Maka menjadi blunder ketika gagasan Papua merdeka diperjuangkan. Tidak ada istilah tepat dapat membuat gambaran hukum atas negara Indonesia menjajah wilayah Indonesia.
Indonesia tidak mungkin menjajah Papua karena Papua adalah Indonesia. Maka ketika menggunakan hukum logika di mana tidak ada penjajahan, maka tidak mungkin pula ada ide tentang kemerdekaan.
Maka cara satu satunya paling masuk akal adalah dimunculkannya ide pemisahan diri dan itu harus dilakukan dengan referendum.
Referendum ternyata pernah dilakukan tahun 1969 sebagai salah satu persyaratan PBB saat penyerahan Papua oleh Belanda pada tahun 1962. Pepera berbicara tentang peristiwa itu.
Referendum tahun 1969 dan mayoritas warga Papua memilih masuk menjadi bagian dari NKRI telah diakui PBB.
Kebingungan kapitalis barat merebut Papua secara legal pun seperti punah. Maka ketika cara legal tertutup ide ilegal pun diciptakan menjadi tampak masuk akal.
Isu HAM adalah satu-satunya cara. Tidak ada yang lain.
Jadilah Papua seperti kolam keruh yang selalu di obok obok. Papua yang bergolak adalah pemicu terjadinya pelanggaran HAM dan mereka berharap pemerintah Indonesia terjebak masuk kesana.
Pelanggaran HAM itulah celah bagi masuknya kekuatan asing berkedok PBB. Skenario mulai dibuat. Ahli pecah memecah, fitnah memfitnah dikumpulkan. Narasi provokasi dibangun.
Munculah Jurnal dari Fakultas Hukum Yale AS yang mengatakan bahwa pemerintah Indonesia '"telah bertindak dengan niat untuk melakukan pembasmian terhadap warga Papua Barat."
Demikian juga Universitas of Sydney dalam penelitian Jim Elmslie tahun 2010 tentang Papua pernah merilis adanya dugaan genosida di Papua. Berita buruk tentang Papua terus dan terus digaungkan oleh pihak barat.

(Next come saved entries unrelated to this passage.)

Issue #312, opened 2016-06-09
github api rejects calls when `fisher ls-remote` is run too frequently


ianferguson:
Currently if `ls-remote` is run too frequently, fisher will begin returning the following error, 

```
! I could not update the remote index.

This is most likely a problem with http://api.github.com/
or a connection timeout. If the problem persists, open an
issue in: <github.com/fisherman/fisherman/issues>
```

This might potentially be due to github throttling/rejecting anonymous api searches occurring above a similar rate, similar to the conditions that led to homebrew to support passing an API token to homebrew for searches: https://gist.github.com/christopheranderton/8644743

Would it be possible to enable similar facilities in fisher that would allow users to provide an API token to fisherman for the github call behind ls-remote?

brj:
Hi @ianferguson.

* GITHUB_USER and 
* GITHUB_TOKEN 

are available.

```fish
set -x GITHUB_USER ianferguson
set -x GITHUB_TOKEN xxxxxx
```

ianferguson:
Awesome, thanks! Would it be helpful if I opened a PR to updates the docs
somewhere with that info?

brj:
@ianferguson Yes, it would be! Can you add a new question to the FAQ?

ianferguson:
opened #314

PR #314, opened 2016-06-10
Add FAQ for resolving github api token issues

ianferguson:
Add a FAQ section for how to resolve ls-remote being rate limited/rejected by the GitHub api when accessing anonymously.

### DIFF
--- a/README.md
+++ b/README.md
@@ -162,3 +162,25 @@ A plugin is:
 ### How can I list plugins as dependencies to my plugin?
 
 Create a new fishfile at the root level of your project and write the plugin URL such as *github.com/owner/repo*.
+
+### Why am I receiving errors when running `fisher ls-remote`?
+
+If you are consistently seeing the following error while repeatedly running `fisher ls-remote`:
+
+```
+! I could not update the remote index.
+
+This is most likely a problem with http://api.github.com/
+or a connection timeout. If the problem persists, open an
+issue in: <github.com/fisherman/fisherman/issues>
+```
+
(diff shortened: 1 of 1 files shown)


brj:
LGTM!

ianferguson:
I'm on a different computer this morning and trying to reproduce the root issue (just to double check that the instructions I put work end to end) and am not actually able to get it to reproduce, even when I run `while true; fisher ls-remote; end` for a few minutes.

I'm going to look into this a little more over the weekend, but probably shouldn't merge this until its clear that the origin issue in #312 is _actually_ an issue, sorry!

brj:
Sounds reasonable. I'll assign you to this issue then. Merge when you are ready please :)

brj:
@ianferguson Okay, so here's the thing. I knew that many unauthenticated requests to the GitHub API would quickly reach the limit, so no matter how many times you run ls-remote, fisherman will only update the index once every 30 minutes IIRC. That's what may be happening here, thus you can't repro it again.

ianferguson:
@brj good flag! I should have time either a bit later today, or tomorrow to set up a repro that induces the GitHub api limit without using fisher ls-remote in that case. Probably overkill at this point, but just want to make sure I cross my t's and dot my i's before merging.

ianferguson:
Just confirmed that once GitHub's search api is rejecting anonymous requests, following the instructions in this PR will resolve the issue.

brj:
Thanks and welcome aboard :)

PR #351, opened 2016-11-19
Explain how to show a plugin's description

asymmetric:
Adds an example of how to show the description of a plugin

### DIFF
--- a/README.md
+++ b/README.md
@@ -84,6 +84,12 @@ Show everything that's available.
 fisher ls-remote
 ```
 
+Show a plugin's description.
+
+```
+fisher ls-remote fzf
+```
+
 Update everything.
 
 ```


edouard-lopez:
related #352.

@jbucaran should we go for working examples (e.g. `fisher ls-remote fzf`) or man page-like (e.g. `fisher ls-remote [package]`.

Having copy-paste ready has some drawbacks, but non-working are annoying. What do you think?

jbucaran:
Thanks @asymmetric! 

@edouard-lopez Working examples are nicer, but no hard rules. I am unsure about documenting this bit, after all @asymmetric's other PR already illustrates this, kinda.

edouard-lopez:
@jbucaran yep add the same hesitation. Maybe listing packages on a one-per-line basis with their description will be better. Many packages manager do that (`apt`, `npm`, etc.) so you got enough information. Cause right now some package have very low information smell. For instance:

    omf/gi                          omf/theme-bira                  omf/theme-taktoa

jbucaran:
That's what ls-remote --format does. So, you are suggesting to present more information by default. That would make sense. I actually prefer just using fish pager, that fisherman already fills in with the relevant info, e.g

screen shot 2016-11-21 at 1 56 43

PR #352, opened 2016-11-19
Explain `ls-remote --format` option

asymmetric:
Add example of using `ls-remote --format` to display additional info about available plugins.

### DIFF
--- a/README.md
+++ b/README.md
@@ -84,6 +84,12 @@ Show everything that's available.
 fisher ls-remote
 ```
 
+Show additional information about available plugins:
+
+```
+fisher ls-remote --format="%name(%stars): %info [%url]\n"
+```
+
 Update everything.
 
 ```


jbucaran:
@asymmetric Thanks!!

edouard-lopez:
Thanks @asymmetric 
@jbucaran updated the French version.

I just noticed this by chance, is there a way to keep translation update? First would be to tag such issues/PR as `translation`-related.

jbucaran:
@edouard-lopez

>  Is there a way to keep translation update?

Tough one. We could ping the previous translators, but still.

BTW I just created a _translation_ tag. Please use it accordingly!

edouard-lopez:
@jbucaran I can't set labels, you [need `Write permissions` or `Admin permissions`](https://help.github.com/articles/repository-permission-levels-for-an-organization/) to do so.

jbucaran:
@edouard-lopez Fixed that for everyone!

Pasukan nasi bungkus pun harus dibentuk.
Dipilihlah tokoh Benny Wenda, ketua United Liberation Movement for West Papua (ULMWP), sebagai proxy lokal Papua. Demikian pula masyarakat pasifik seperti Fiji, Vanuatu, Papua Nugini bahkan sampai suku Maori di Selandia baru dilibatkan.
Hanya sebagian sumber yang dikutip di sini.